The Jumentos and Ragged Island Chains descend down from the Exumas chain and make up the southernmost Islands of the Bahamas. They are remote as they come, in fact, we didn’t know it at the time but when we abruptly left Long Island, that was the last reliable phone service we’d have for 5 weeks!!

A typical beautiful Jumentos beach

The islands all follow a similar pattern, deep water drop-offs to the east and the usually protected west side is very shallow with small bays, usually featuring stunning beaches. There is prickly vegetation on these dry islands and quite often caves or blue holes carved out by the elements in the soft limestone. (not so soft on your feet though!) To me and to many, the best feature of these Islands are underwater. Here, away from the crowds, the reefs remain untouched and awe you with their beauty. They’re so alive that they make you sad for all the other spots you’ve seen in the past, where this incredible life and color has been destroyed.

We’ve got windy conditions with the forecast not looking better anytime soon. We island hop our way south, I can find lobster on the west side but the winds keep me away from the prime spearfishing grounds on the east side, I’m very sad to have to pass by all this hallowed spearing grounds without getting a chance to explore more. The silver lining is that I end up exploring the passes between the islands I might have passed by otherwise. I manage a nice mutton snapper at one such pass, big enough to make a dinner for a couple nights.

Oh yeah, forgot to mention the lobsters were Huge!!

Meanwhile Alyssa, has been doing her best exploring on the mostly uninhabited islands, when we make it down to ragged she has an incredible encounter with one of the few people that make these islands their home.
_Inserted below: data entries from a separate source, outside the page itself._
PR #310966, opened 2026-04-17
fix(chat): preserve scroll anchor when user toggles collapsible thinking/subagent sections (#274731)

### LINKED ISSUE #274731: Expand Thinking section pushes chat layout upwards
1. vscode repo, agent mode "Look at the git changes in the last 24 hours. And try to find the change that broke the terminal tool (that agent uses). Now the terminal tool gets stuck.
So you do not need to fix it, just find the commit that is the culprit. Think hard! And just come up with a plan first."
2. Notice thinking section collapsed. Scroll all the way to the bottom of your response
3. Expand thinking section, notice expansion is above 🐛  It should push the layout down, so I can actually see what I expanded

https://github.com/user-attachments/assets/00b0c39f-9073-47d0-82c4-9e371eeab7ce

fyi @bpasero

maruthang:
**What** — Manually expanding or collapsing a thinking/subagent/hook/markdown section in the chat list no longer snaps the viewport to the bottom. Previously-visible content stays visually put; the expand grows downward into unused space.

**Why** — `ChatListWidget._updateElementHeight` auto-scrolls the list to the bottom whenever a row grows and the user was already pinned to the bottom. That's correct during streaming (content growing from below must stay visible) but wrong when the user clicks to expand a collapsed section: the expanded content appears *above* the anchor, so every added pixel shifts everything else upward (#274731).

**How** — Distinguish user-driven from programmatic height changes. `ChatCollapsibleContentPart` fires a bubbling `CustomEvent('chatCollapsibleUserToggle')` from its click handler; `ChatListWidget` records the timestamp on receive and skips `_withPersistedAutoScroll` within a 250 ms window. Programmatic `setExpanded` (used during streaming) doesn't dispatch the event, so auto-scroll during streaming is unchanged.

**Test plan** — Manual (from the issue): agent-mode prompt "Look at the git changes in the last 24 hours…", wait for streaming, scroll to bottom, click to expand the thinking section. Pre-fix: viewport jumps upward. Post-fix: content above stays put. Also verified streaming auto-scroll still works. Added 2 unit tests in `chatThinkingContentPart.test.ts` asserting the click dispatches exactly one bubbling event.

Applies to every `ChatCollapsibleContentPart` subclass, not just thinking.

Fixes #274731


justschen:
must've been out when this was assigned to me - giving this a look for this coming iteration, thanks!

maruthang:
Closing as superseded: upstream commit 489f3ab874f ("chat ux: collapse animations, thinking cleanup", #325198) independently landed this fix — the same `chatCollapsibleUserToggle` event on toggle plus a fuller scroll-restoration system (UserToggleResizeTracker) in chatListWidget. The scroll-anchor issue this PR targeted is handled there now, so this is no longer needed.

PR #310969, opened 2026-04-17
NES: consolidate speculative request cancellation with type-through trajectory check

ulugbekna:


ulugbekna:
Thanks @copilot-pull-request-reviewer — addressing the three low-confidence comments:

1. **Redundant `cancelAll(Replaced)` before `setPending`** — valid; removed in 51b61c02670. `setPending` already cancels any prior pending speculative as `Replaced`, and dropping the early cancel keeps the prior speculative available for reuse during the async `_createSpeculativeRequest` window.

2. **`handleRejection` still cancels with `Rejected`** and 3. **`handleIgnored` still cancels with `IgnoredDismissed`** — these were a misreading of the PR description's table. The `After` column was meant to describe each *trigger's* behavior, not whether the speculative is kept alive. Both `handleRejection` and the not-superseded `handleIgnored` correctly continue to cancel, since once the user has rejected/dismissed the suggestion, the speculative's bet on the post-accept document state can never be redeemed. PR description has been clarified to make this column unambiguous.

roblourens (dismissed):

roblourens (approved):

PR #310970, opened 2026-04-17
fix(chat): route mode switches to the originating pane when widgets share a session (#275200)

### LINKED ISSUE #275200: switch modes with multiple chat windows
Testing #274957

this video outlines the steps but if my focus is in the chat panel, and I try and change the mode of the editor it changes the wrong mode

https://github.com/user-attachments/assets/ea8d9256-0630-4877-abce-3e5090f1f725

maruthang:
**What** — When two chat widgets share a session (e.g. a chat-view pane and a chat-editor pane after "Move Chat to Editor Area"), changing the mode in one no longer silently flips the mode in the other.

**Why** — `ToggleChatModeAction` resolved the target widget via `getWidgetBySessionResource(...)`, which returns the *first* match. With two widgets on the same session, the mode change always landed on whichever registered first — not the one whose picker was clicked (#275200).

**How** — Each `ChatInputPart` has a unique `inputUri`, and `IChatWidgetService.getWidgetByInputUri` already disambiguates by it. Threaded `inputUri` through `IModePickerDelegate` → `ModePickerActionItem.run` → `IToggleChatModeArgs` so the action can resolve the exact widget. The existing `sessionResource` path is preserved as a fallback for older callers.

**Test plan** — Two new unit tests in `chatExecuteActions.test.ts`: (1) with two widgets sharing a session, a toggle dispatched with `inputUri` targets widget B not widget A; (2) without `inputUri`, the existing `sessionResource` resolution still works. Manual: open a chat session, "Move Chat to Editor Area", pick a different mode in the editor's picker — the panel mode should stay unchanged.

Fixes #275200


justschen:
thanks! will give this a look!

PR #310974, opened 2026-04-17
Add improved transition handling for workbench startup

mrleemurray:
Introduce a new layout class to manage part-reveal transitions during startup. Refactor the transition handling to activate after reaching the Eventually lifecycle phase, ensuring smoother animations. Address unexpected errors when applying the new class in the Workbench.

### DIFF
--- a/src/vs/sessions/browser/media/style.css
+++ b/src/vs/sessions/browser/media/style.css
@@ -432,10 +432,10 @@
 }
 
 @media (prefers-reduced-motion: reduce) {
-	.agent-sessions-workbench .part.auxiliarybar,
-	.agent-sessions-workbench .part.panel,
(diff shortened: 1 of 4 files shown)


lszomoru:
@mrleemurray, are we sure this is the way to go? One low hanging fruit as far as I can tell is that the auxiliary bar is not being shown by default and it is being revealed just a bit after the workbench has been rendered. Could we just show the auxiliary bar by default as that would help with the resizing of the chat bar card?

lszomoru:
@mrleemurray, we should also show the "Files" tab by default when loading the workbench.

mrleemurray:
@lszomoru I have made some updates to make the aux bar visible on load - please re-review

lszomoru:
@mrleemurray, nice! Will take a look!

PR #310977, opened 2026-04-17
GitHub: fix lowercase pull_request_template.md not found in .github/ folder

Nedunchezhiyan-M:
Fixes #310976

## What

One-character fix in `extensions/github/src/pushErrorHandler.ts`.

## Root Cause

`PR_TEMPLATE_FILES` had a copy-paste error on the `.github` row:

```ts
// Before (broken):
{ dir: '.github', files: ['PULL_REQUEST_TEMPLATE.md', 'PULL_REQUEST_TEMPLATE.md'] }
//                          ^^^ uppercase duplicated — lowercase never checked

// After (fixed):
{ dir: '.github', files: ['pull_request_template.md', 'PULL_REQUEST_TEMPLATE.md'] }
//                          ^^^ lowercase first, matching root and docs/ rows
```

The root (`.`) and `docs/` directories correctly carry both `pull_request_template.md` and `PULL_REQUEST_TEMPLATE.md`. The `.github/` row accidentally had the uppercase string in both positions, so any repo using the lowercase filename inside `.github/` would never have that template offered during PR creation.

## Testing

- Repository with `.github/pull_request_template.md` (lowercase) → template is now found and offered.
- Repository with `.github/PULL_REQUEST_TEMPLATE.md` (uppercase) → still found (no regression).
- Repository with `pull_request_template.md` in root or `docs/` → unchanged.

### DIFF
--- a/extensions/github/src/pushErrorHandler.ts
+++ b/extensions/github/src/pushErrorHandler.ts
@@ -22,7 +22,7 @@ export function isInCodespaces(): boolean {
 const PR_TEMPLATE_FILES = [
 	{ dir: '.', files: ['pull_request_template.md', 'PULL_REQUEST_TEMPLATE.md'] },
 	{ dir: 'docs', files: ['pull_request_template.md', 'PULL_REQUEST_TEMPLATE.md'] },
-	{ dir: '.github', files: ['PULL_REQUEST_TEMPLATE.md', 'PULL_REQUEST_TEMPLATE.md'] }
+	{ dir: '.github', files: ['pull_request_template.md', 'PULL_REQUEST_TEMPLATE.md'] }
 ];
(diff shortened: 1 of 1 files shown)


extensions/github/src/pushErrorHandler.ts
dmitrivMS, line 37: This line does case-insensitive `indexOf`, so I don't see how this change preserves PULL_REQUEST_TEMPLATE.md casing. Have you tested the upper case scenario?

dmitrivMS (changes requested):

dmitrivMS:
@Nedunchezhiyan-M I suggest adding explicit tests for the 2 casing cases to verify it really works.

PR #310979, opened 2026-04-17
fix(chat): cancel in-flight streaming tool invocations when response is cancelled (#288701)

### LINKED ISSUE #288701: Editing files and spinner remains after stopping session
This is the state after I pressed the stop button:

Image

Version: 1.109.0-insider (user setup)
Commit: f46196091d2fa0069d229cb638869b4ab95392cf
Date: 2026-01-16T12:14:27.330Z
Electron: 39.2.7
ElectronBuildId: 13098910
Chromium: 142.0.7444.235
Node.js: 22.21.1
V8: 14.2.231.21-electron.0
OS: Windows_NT x64 10.0.26200

maruthang:
**What** — Pressing Stop while a tool call is still streaming partial input now also transitions that tool invocation to `Cancelled`, so the "Editing files" label and spinner on the thinking row clear immediately instead of hanging on-screen.

**Why** — `ChatResponseModel.cancel()` only flipped its own state. Any `ChatToolInvocation` that was in `StateKind.Streaming` (LM still producing tool arguments) stayed there forever. UI consumers (the autorun in `chatThinkingContentPart.ts`) kept treating the tool as in-progress, so the spinner/shimmer never cleared (#288701).

**How** — Inside `cancel()`, walk `this._response.value` for `ChatToolInvocation` parts and call the existing `cancelFromStreaming(ToolConfirmKind.Skipped)` on each. No new API surface. The `ToolConfirmKind` symbol was already available; just added it to the existing import line.

**Test plan** — New regression test in `chatModel.test.ts` (`ChatResponseModel` suite): create a streaming `ChatToolInvocation` on a `ChatModel`, assert state `Streaming`, call `cancelRequest(request)`, assert state `Cancelled` and `IChatToolInvocation.isComplete` true. Manual: trigger a multi-file edit via an agent-mode request, press Stop while the thinking row shows "Editing files"; the label/spinner clears immediately.

Fixes #288701

### DIFF
--- a/src/vs/workbench/contrib/chat/common/model/chatModel.ts
+++ b/src/vs/workbench/contrib/chat/common/model/chatModel.ts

Alyssa Tells of her adventure:

While Adam went out spear fishing, I tagged along for as long as I could, but 4 hours of spear fishing is about my max! Still up for an adventure, and hoping to have to social interaction. I took the paddle board and landed at the prettiest beach I could find. As I strolled the empty but pristine white beach I couldn’t help but think this place is absolute heaven- wishing I could land a nice beach bungalow right off the shore and live out our days spearfishing, paddle boarding and exploring the little surrounding islands.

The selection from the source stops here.